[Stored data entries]
□ □ □

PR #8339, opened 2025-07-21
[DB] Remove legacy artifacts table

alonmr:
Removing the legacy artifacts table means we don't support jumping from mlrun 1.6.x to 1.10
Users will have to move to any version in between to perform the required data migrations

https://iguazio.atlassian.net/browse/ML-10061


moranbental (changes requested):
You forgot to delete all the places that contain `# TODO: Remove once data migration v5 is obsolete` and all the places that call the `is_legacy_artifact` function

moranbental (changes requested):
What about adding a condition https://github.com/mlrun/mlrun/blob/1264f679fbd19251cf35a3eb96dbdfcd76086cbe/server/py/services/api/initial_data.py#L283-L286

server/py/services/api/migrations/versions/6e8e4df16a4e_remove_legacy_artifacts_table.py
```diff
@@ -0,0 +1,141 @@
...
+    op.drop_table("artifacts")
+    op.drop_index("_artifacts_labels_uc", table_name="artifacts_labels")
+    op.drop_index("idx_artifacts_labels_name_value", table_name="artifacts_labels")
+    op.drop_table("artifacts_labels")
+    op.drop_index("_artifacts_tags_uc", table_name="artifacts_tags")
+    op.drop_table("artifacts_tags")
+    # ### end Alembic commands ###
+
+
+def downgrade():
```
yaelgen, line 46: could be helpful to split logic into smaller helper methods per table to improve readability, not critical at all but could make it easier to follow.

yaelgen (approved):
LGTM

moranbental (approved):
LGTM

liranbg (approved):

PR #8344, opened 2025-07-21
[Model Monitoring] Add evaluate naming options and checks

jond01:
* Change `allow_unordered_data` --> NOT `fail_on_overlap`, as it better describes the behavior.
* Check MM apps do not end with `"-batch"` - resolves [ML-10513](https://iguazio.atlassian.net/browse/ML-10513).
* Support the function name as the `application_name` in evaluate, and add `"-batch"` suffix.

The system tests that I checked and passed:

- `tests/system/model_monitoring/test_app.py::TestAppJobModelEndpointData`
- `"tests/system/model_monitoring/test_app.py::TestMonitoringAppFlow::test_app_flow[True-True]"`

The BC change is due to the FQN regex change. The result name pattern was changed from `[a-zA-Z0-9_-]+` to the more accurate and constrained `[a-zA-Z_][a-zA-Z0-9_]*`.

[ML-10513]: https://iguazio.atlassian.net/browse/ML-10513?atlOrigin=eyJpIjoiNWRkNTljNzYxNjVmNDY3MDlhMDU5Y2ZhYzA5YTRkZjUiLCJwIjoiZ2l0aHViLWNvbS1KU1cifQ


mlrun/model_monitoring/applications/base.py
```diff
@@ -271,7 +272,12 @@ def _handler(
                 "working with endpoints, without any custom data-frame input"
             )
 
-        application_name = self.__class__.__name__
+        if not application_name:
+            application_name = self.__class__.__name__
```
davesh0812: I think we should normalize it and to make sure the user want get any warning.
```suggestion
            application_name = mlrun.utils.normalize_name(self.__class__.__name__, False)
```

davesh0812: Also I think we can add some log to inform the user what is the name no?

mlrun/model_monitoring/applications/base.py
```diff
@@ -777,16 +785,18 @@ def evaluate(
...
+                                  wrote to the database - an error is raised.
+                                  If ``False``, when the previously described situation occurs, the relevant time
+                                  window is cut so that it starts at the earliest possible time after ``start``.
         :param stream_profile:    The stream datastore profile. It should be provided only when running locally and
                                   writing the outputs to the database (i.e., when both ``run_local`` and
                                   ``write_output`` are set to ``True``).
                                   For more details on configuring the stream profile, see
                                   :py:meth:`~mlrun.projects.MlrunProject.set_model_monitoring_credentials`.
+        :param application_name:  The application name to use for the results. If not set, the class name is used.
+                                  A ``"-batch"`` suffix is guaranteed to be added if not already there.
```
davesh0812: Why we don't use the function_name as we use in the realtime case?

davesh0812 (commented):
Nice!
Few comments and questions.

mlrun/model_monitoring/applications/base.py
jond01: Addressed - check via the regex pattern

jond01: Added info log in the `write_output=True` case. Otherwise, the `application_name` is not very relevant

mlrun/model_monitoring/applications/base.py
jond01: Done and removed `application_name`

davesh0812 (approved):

□ □ □

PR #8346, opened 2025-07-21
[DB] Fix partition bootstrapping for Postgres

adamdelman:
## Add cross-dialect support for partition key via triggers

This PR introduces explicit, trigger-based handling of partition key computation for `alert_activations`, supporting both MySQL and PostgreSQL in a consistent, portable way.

□ □ □

[TO DO]:
Return every line from the records above that holds the word "system".

[SOLUTION]:
The system tests that I checked and passed:
- `tests/system/model_monitoring/test_app.py::TestAppJobModelEndpointData`
- `"tests/system/model_monitoring/test_app.py::TestMonitoringAppFlow::test_app_flow[True-True]"`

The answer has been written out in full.